Interestingly, years ago I think the main camp area was right behind the dam along the creek, because that is where we always camped as kids back in the 60s and 70s.

Looking at that area now, there is no telling where they would find you if that big pile of earth broke loose.

We like the parks with roomy sites and lots of shade, and that is one of them.  But I can't remember exactly about the lake views, but I think it is an easy walk from any of them.

All this talk's got me in the mood to pull the pop-up out and get it washed up and ready.  It's fixin to be some nice mild weather coming up soon I hope.


----------



## Oldstick (Sep 3, 2013)

Artfuldodger said:


> Whitewater Creek park in Macon County was nice. It was a good canoeing lake and creek.



I appreciate that tip, Dodger.  That is not more than 30 miles from home and I didn't even know it was there.

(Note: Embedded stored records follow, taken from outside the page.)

PR #1744, opened 2021-04-11
fix: use image of APISIX on docker hub instead of build from dockerfile

nic-chen:
Please answer these questions before submitting a pull request, **or your PR will get closed**.

**Why submit this pull request?**

- [x] Bugfix
- [ ] New feature provided
- [ ] Improve performance
- [ ] Backport patches

**What changes will this PR take into?**

Due to the unavailability of the luarocks service, the image from the dockerfile build APISIX failed, which affected the back-end e2e test. So instead use the image on the docker hub to run the e2e test environment.

PR #1756, opened 2021-04-12
chore: update setup script

bisakhmondal:

- [x] Bugfix
- [ ] New feature provided
- [ ] Improve performance
- [ ] Backport patches

Removed the part of the script responsible for downloading the apisix dockerfile.

**Related issues**
Combined with #1744 

**Checklist:**

### DIFF
--- a/api/test/docker/setup.sh
+++ b/api/test/docker/setup.sh
@@ -84,15 +84,6 @@ BACKUP_FILE="${CONF_PATH}.backup.yaml"
 
 up() {
   set -e
-  if [ ! -f "Dockerfile-apisix" ]; then
-    echo "Downloading Dockerfile"
-    if ! curl --version &>/dev/null; then
-      give_up "The script depends on curl. Please proceed after the installation."
-    else
-      curl -o Dockerfile-apisix https://raw.githubusercontent.com/apache/apisix-docker/master/alpine/Dockerfile
-    fi
-  fi
-
   #creating backup of current config
   if [ ! -f "$BACKUP_FILE" ]; then
     cp "$YAML_FILE" "$BACKUP_FILE"


nic-chen:
@bisakhmondal  we should  keep this script, we nee to download the Dockerfile when we need to test with APISIX master branch.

I think I had heard of it, but assumed it was primitive camping only.


----------



## Artfuldodger (Sep 3, 2013)

Oldstick said:


> I appreciate that tip, Dodger.  That is not more than 30 miles from home and I didn't even know it was there.
> 
> I think I had heard of it, but assumed it was primitive camping only.



It's a nice little quiet park. I hope you get to go. We were there a few days and went fishing in the Flint River one day while camping there.


----------



## papachaz (Sep 5, 2013)

Milkman said:


> It wasn't me looking at an A frame, must have been someone else.  We have a 29 ft. Outback TT.
> 
> Yeah, we wanted to ride and that's what we did.  That Friends Park Pass came in handy too covering the parking pass at all the places.
> 
> ...



here's a couple of my issues with High Falls:
1. the lake campground has the best sites taken by 'yerts'
2. the riverside sites are ok, but, the other side of the river is not part of the park and both times we camped there, it was noisy! and there's nothing the host or rangers can do about it since it's not part of the park.
3. there was a group there camped across from us, that set up big halogen lights and drank and pitched horseshoes until 1 am. Going up to the hosts and complaining did no good for me or the people at the other two sites who went. We finally called 911 and got a deputy out there. They were actually made to leave, right then!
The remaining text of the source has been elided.